→ TASK ITEM
Report every line in the records below that holds the word "comments".

→ RECORDS SUPPLIED

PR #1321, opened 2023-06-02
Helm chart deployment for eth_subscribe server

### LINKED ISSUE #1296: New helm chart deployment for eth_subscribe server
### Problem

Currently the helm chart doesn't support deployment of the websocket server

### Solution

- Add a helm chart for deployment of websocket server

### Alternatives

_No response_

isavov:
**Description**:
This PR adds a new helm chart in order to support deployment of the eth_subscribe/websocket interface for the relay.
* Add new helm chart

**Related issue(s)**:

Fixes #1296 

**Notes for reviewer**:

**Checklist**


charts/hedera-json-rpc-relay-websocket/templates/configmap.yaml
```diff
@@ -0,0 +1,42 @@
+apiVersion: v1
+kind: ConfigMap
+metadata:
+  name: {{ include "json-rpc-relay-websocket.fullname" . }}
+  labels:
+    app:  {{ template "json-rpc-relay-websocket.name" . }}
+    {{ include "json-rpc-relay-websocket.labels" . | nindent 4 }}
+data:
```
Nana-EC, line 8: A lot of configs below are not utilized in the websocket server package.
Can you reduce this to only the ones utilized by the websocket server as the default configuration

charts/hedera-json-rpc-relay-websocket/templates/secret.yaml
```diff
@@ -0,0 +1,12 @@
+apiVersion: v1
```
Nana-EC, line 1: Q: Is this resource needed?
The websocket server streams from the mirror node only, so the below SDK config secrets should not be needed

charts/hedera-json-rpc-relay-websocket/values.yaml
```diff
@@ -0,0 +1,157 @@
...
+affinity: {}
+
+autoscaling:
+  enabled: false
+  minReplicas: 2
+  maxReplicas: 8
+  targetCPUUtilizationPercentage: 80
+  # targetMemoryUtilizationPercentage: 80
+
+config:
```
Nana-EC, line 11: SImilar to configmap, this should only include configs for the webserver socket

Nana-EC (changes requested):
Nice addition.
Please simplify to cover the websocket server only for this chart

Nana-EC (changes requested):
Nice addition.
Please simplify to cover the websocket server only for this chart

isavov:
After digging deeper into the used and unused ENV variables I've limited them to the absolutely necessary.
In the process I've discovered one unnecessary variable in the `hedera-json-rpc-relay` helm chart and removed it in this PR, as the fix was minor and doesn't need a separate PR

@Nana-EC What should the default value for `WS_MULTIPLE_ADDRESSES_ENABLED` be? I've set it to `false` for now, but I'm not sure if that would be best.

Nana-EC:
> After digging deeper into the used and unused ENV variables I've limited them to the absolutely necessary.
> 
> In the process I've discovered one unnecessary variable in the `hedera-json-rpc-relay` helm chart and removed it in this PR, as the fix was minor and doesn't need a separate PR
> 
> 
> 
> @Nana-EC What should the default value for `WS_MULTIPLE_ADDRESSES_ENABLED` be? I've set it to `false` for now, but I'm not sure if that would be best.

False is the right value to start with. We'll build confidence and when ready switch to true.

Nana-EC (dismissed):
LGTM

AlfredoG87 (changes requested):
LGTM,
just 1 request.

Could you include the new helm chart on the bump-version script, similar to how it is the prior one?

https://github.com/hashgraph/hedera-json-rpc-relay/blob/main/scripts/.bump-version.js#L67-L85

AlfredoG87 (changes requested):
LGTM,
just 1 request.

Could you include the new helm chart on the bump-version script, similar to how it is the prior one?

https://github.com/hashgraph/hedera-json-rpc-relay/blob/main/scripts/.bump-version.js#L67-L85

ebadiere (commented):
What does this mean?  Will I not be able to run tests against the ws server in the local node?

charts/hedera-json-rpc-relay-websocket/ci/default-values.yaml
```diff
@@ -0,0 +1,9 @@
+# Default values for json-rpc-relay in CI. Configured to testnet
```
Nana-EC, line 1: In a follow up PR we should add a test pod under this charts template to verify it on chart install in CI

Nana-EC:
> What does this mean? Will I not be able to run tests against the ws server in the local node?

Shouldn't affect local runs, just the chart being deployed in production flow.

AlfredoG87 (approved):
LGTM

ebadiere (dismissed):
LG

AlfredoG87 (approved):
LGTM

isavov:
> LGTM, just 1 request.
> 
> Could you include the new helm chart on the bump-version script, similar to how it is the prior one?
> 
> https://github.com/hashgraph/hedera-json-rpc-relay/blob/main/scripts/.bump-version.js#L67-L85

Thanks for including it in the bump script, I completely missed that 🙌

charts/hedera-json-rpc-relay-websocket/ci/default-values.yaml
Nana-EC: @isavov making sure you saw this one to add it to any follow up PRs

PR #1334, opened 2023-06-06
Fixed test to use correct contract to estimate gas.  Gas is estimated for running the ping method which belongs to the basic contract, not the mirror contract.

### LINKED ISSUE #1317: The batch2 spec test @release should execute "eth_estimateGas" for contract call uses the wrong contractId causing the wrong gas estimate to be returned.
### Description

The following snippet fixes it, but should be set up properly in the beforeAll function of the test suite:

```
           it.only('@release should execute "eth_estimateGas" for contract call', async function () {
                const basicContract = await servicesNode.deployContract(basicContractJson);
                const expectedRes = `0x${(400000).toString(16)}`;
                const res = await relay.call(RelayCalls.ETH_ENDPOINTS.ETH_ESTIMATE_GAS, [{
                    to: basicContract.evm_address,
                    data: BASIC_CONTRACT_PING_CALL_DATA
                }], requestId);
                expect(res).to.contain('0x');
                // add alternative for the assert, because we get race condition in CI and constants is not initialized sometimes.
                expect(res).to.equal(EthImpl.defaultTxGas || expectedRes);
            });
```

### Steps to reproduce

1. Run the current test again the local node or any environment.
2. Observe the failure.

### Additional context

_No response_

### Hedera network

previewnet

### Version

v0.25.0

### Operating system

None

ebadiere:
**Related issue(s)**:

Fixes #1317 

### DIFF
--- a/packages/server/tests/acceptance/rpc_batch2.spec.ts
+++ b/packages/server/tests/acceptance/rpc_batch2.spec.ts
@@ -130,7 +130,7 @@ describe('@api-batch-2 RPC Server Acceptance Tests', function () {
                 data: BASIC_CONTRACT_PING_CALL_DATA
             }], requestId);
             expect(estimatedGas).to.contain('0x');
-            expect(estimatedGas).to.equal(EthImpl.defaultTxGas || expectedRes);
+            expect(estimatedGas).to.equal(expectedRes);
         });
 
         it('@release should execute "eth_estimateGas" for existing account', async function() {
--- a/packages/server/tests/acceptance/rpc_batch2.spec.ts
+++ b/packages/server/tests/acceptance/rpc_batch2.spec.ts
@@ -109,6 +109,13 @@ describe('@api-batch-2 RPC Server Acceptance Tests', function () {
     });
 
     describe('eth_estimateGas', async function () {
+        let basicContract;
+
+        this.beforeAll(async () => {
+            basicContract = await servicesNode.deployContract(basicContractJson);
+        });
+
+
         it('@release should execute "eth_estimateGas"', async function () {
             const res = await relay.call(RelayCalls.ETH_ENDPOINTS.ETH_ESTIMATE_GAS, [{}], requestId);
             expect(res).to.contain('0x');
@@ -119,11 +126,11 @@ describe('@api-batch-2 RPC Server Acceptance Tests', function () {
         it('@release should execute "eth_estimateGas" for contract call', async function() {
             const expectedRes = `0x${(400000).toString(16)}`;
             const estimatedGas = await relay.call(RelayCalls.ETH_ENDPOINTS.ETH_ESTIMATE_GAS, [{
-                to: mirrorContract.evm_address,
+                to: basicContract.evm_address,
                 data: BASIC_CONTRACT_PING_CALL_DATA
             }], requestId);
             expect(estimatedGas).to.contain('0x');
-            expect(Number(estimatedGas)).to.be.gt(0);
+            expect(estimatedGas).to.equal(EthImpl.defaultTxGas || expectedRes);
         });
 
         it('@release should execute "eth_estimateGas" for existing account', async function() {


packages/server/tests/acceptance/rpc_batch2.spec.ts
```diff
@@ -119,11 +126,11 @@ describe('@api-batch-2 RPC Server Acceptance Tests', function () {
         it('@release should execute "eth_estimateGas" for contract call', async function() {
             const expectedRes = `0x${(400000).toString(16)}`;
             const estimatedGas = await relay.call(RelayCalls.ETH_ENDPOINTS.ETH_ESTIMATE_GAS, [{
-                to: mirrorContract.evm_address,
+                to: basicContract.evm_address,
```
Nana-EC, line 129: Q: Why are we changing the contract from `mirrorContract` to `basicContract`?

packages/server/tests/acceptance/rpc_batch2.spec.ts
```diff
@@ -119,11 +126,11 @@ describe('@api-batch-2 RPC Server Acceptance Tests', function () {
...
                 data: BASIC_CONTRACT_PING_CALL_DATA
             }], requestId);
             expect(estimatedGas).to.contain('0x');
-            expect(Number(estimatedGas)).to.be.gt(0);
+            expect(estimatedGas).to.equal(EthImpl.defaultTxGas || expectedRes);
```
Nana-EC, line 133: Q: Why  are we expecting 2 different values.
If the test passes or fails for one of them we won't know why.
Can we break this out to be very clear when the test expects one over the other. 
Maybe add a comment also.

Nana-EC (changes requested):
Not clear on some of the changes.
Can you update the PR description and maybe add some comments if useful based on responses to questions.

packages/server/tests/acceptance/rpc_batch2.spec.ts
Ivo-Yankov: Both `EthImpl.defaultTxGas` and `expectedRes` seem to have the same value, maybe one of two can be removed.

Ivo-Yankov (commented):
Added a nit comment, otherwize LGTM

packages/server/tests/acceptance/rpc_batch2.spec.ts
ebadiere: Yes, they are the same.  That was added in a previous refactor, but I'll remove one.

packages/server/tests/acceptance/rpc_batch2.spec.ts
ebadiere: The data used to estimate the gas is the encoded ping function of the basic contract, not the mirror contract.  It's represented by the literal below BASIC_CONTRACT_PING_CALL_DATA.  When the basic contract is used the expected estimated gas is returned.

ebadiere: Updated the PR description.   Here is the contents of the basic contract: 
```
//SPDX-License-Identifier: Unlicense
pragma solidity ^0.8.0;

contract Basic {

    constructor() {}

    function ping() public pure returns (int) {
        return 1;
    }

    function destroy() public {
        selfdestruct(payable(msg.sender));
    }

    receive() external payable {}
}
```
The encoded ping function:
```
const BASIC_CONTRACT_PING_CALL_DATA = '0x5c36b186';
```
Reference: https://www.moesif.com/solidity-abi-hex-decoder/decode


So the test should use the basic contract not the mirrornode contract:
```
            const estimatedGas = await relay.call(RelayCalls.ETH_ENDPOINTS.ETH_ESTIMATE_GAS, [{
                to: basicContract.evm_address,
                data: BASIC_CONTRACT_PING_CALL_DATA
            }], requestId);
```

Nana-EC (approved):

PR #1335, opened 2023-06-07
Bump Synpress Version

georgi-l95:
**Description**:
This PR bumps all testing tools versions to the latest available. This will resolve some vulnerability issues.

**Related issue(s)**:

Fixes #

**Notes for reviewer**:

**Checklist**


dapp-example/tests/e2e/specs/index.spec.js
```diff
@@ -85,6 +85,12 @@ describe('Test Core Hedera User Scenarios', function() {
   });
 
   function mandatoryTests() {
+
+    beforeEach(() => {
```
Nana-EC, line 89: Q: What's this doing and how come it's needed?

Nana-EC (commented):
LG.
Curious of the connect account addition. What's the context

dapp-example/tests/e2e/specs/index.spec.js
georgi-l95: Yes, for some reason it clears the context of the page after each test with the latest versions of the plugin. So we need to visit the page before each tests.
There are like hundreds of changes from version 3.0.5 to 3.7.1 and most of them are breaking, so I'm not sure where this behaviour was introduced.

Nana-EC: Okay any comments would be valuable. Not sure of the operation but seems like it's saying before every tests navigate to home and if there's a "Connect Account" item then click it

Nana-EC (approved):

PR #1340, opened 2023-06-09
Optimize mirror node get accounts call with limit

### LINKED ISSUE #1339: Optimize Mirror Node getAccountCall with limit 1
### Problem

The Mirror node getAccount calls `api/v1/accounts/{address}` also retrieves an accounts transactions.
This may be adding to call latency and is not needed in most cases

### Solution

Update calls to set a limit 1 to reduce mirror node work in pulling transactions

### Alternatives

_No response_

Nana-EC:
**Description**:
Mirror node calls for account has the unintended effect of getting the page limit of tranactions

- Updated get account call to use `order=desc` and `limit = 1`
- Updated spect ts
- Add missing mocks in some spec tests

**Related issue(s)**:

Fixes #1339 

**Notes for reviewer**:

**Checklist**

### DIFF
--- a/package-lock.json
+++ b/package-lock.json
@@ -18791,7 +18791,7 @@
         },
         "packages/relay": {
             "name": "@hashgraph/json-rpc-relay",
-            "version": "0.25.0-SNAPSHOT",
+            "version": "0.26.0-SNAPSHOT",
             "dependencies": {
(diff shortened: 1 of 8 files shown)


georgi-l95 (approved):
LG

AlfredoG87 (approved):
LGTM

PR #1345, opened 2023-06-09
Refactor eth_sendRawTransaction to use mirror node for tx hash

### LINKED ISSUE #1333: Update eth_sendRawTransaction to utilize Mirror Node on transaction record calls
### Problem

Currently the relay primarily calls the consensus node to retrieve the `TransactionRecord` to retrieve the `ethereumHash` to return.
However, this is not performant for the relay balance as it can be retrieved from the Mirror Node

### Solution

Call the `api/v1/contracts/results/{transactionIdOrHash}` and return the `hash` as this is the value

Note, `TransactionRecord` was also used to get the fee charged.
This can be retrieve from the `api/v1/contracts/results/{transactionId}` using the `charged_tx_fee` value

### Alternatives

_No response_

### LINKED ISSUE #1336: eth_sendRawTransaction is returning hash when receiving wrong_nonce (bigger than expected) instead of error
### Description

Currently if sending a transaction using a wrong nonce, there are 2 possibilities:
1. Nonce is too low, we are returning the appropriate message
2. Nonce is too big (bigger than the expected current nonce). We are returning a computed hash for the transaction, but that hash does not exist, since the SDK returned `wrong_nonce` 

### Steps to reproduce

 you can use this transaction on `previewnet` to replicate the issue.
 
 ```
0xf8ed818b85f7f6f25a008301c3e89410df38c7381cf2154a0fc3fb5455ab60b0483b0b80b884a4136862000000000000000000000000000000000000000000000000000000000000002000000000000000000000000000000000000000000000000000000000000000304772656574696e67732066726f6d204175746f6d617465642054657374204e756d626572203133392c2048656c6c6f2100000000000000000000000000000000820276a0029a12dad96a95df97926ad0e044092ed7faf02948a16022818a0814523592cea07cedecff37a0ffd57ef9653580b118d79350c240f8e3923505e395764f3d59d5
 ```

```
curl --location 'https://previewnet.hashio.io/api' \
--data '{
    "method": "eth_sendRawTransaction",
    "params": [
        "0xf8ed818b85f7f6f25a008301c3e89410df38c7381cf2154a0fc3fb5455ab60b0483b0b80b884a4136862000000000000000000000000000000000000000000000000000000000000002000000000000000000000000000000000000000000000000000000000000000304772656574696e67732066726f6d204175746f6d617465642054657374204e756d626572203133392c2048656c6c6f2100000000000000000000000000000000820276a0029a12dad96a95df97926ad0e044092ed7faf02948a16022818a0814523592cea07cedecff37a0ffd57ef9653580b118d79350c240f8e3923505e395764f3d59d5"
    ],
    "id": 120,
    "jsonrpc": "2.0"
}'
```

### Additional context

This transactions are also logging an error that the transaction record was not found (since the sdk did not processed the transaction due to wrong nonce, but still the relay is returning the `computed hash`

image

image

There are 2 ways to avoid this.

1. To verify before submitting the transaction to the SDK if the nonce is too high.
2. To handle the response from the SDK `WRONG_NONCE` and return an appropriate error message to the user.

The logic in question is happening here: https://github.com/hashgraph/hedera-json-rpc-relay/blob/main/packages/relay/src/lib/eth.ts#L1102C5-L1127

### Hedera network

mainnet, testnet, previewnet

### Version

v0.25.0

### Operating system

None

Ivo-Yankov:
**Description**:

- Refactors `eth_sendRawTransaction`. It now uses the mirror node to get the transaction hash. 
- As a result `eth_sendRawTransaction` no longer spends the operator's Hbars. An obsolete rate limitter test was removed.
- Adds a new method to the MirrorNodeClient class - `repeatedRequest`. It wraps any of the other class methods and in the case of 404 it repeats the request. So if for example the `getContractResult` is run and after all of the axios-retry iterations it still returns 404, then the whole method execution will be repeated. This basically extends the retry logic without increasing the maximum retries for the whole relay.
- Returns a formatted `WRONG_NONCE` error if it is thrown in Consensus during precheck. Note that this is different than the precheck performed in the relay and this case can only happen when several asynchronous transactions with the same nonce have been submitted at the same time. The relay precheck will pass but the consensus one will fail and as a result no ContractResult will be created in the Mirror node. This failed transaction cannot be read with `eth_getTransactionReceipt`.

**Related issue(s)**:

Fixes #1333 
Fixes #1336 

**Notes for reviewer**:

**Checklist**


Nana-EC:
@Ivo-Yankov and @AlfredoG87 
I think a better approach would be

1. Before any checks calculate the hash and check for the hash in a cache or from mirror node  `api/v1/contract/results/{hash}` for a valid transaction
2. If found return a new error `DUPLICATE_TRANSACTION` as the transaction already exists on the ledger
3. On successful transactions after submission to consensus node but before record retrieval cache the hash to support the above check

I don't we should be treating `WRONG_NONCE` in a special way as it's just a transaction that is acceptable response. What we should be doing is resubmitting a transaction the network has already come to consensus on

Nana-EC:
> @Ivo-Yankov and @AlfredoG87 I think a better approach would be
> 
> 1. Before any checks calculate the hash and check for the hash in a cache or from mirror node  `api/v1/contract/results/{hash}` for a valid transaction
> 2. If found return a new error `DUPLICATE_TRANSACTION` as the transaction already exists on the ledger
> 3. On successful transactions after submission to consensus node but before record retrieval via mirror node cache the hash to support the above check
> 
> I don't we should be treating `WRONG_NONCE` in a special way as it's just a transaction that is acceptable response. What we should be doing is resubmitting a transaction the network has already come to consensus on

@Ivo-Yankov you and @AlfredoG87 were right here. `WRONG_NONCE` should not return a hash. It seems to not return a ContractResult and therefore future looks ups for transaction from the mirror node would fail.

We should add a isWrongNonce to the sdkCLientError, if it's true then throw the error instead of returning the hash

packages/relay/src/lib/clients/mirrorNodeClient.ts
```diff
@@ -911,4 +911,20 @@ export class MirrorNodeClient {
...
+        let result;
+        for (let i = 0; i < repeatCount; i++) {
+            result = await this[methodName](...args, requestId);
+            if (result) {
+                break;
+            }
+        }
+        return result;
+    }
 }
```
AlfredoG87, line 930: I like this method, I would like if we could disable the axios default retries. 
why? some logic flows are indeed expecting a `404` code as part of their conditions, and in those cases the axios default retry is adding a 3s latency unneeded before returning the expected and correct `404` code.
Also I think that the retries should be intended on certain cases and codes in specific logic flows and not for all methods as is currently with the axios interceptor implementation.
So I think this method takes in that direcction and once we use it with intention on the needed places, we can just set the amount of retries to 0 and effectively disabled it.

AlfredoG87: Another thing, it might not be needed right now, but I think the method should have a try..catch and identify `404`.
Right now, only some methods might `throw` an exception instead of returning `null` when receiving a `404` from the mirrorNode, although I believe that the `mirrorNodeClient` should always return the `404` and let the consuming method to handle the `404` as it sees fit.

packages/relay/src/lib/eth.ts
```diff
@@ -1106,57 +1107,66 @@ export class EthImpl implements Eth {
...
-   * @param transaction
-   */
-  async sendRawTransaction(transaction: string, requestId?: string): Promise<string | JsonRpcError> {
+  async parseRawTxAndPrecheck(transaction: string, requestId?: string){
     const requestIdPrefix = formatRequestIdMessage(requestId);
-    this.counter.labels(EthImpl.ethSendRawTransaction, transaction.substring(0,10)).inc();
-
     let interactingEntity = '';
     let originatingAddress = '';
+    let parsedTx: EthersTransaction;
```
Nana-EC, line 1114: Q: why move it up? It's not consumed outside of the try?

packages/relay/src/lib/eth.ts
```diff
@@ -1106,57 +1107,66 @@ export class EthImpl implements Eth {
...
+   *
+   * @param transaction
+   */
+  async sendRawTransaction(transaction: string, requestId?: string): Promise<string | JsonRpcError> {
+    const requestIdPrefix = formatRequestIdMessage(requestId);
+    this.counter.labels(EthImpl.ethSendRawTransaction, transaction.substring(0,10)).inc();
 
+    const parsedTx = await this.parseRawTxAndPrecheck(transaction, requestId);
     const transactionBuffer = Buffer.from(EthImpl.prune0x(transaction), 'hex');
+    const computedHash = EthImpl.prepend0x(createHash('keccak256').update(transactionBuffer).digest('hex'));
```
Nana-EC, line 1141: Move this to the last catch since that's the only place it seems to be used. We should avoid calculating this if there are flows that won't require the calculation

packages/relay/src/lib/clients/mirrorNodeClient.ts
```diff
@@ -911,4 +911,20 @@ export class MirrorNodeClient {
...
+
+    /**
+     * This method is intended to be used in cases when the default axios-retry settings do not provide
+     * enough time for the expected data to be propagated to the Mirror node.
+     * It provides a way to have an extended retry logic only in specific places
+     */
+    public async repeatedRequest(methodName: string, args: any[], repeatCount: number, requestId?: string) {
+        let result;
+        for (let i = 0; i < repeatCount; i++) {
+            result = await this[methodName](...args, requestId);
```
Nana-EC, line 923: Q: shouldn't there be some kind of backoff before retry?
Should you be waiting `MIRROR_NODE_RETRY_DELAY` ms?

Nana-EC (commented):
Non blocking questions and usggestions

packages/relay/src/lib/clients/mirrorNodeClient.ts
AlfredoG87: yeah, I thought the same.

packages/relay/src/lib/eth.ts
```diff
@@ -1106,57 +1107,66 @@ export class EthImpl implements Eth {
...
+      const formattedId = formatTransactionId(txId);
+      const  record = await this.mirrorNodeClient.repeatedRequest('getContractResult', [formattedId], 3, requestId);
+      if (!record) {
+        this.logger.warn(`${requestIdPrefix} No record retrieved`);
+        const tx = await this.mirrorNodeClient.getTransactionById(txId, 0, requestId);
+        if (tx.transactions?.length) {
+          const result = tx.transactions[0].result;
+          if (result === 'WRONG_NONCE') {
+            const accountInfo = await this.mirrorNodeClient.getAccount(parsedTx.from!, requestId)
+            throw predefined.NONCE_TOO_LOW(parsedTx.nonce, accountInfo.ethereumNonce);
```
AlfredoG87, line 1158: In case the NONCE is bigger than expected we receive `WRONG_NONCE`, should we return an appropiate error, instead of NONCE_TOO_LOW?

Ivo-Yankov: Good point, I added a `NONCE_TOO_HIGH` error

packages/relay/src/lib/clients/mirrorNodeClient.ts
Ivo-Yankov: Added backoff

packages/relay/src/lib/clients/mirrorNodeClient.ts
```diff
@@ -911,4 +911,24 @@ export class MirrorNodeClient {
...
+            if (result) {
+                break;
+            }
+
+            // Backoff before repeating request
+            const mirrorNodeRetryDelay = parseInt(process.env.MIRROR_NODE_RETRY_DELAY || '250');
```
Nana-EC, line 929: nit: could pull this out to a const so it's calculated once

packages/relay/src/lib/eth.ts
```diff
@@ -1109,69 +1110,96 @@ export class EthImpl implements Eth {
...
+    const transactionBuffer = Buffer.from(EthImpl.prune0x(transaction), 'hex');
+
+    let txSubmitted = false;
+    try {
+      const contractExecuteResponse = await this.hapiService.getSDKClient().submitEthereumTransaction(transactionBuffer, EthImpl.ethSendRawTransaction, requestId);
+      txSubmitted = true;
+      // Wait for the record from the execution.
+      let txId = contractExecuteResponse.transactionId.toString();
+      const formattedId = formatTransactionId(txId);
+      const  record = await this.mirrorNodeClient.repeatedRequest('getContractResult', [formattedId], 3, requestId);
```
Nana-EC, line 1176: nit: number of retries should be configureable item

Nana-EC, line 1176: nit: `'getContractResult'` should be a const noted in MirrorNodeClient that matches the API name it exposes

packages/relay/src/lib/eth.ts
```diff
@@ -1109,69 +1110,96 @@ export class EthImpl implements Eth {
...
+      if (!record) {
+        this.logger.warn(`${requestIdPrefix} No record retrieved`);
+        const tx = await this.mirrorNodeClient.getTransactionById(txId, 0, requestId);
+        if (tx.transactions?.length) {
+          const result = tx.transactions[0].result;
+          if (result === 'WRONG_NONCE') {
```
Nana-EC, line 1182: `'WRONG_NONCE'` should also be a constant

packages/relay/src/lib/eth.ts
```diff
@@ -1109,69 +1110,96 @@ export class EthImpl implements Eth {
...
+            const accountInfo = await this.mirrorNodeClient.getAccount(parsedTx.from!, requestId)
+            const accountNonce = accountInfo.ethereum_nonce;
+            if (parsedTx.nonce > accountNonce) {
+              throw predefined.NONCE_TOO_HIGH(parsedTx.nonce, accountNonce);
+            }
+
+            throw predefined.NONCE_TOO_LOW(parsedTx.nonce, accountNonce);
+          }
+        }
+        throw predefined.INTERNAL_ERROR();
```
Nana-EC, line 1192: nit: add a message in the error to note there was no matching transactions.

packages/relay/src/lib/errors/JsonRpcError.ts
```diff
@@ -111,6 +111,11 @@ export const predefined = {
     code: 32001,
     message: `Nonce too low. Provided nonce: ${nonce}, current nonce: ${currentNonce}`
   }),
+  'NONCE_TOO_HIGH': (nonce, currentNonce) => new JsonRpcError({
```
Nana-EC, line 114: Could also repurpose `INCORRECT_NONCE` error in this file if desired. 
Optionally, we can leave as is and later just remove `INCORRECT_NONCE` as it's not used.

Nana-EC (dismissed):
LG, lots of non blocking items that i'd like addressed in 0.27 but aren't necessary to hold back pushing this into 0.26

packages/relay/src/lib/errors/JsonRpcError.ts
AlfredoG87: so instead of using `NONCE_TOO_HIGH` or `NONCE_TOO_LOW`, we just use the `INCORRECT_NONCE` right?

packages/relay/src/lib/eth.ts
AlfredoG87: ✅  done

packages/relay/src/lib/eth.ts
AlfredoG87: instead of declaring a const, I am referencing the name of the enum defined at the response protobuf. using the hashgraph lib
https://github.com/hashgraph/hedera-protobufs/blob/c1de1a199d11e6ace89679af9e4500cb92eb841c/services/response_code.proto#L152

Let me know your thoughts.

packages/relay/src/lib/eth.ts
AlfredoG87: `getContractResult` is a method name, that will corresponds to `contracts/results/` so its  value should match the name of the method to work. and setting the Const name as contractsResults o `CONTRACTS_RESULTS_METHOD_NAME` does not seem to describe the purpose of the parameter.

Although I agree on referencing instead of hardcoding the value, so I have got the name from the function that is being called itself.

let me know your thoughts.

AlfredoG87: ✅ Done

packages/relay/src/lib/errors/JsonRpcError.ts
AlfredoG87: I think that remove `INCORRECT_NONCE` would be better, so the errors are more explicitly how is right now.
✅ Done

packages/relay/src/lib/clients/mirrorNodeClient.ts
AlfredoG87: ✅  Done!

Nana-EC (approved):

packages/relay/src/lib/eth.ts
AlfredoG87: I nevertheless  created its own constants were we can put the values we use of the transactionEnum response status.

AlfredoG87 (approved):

→ EXPECTED ANSWER
Can you update the PR description and maybe add some comments if useful based on responses to questions.
Nana-EC: Okay any comments would be valuable. Not sure of the operation but seems like it's saying before every tests navigate to home and if there's a "Connect Account" item then click it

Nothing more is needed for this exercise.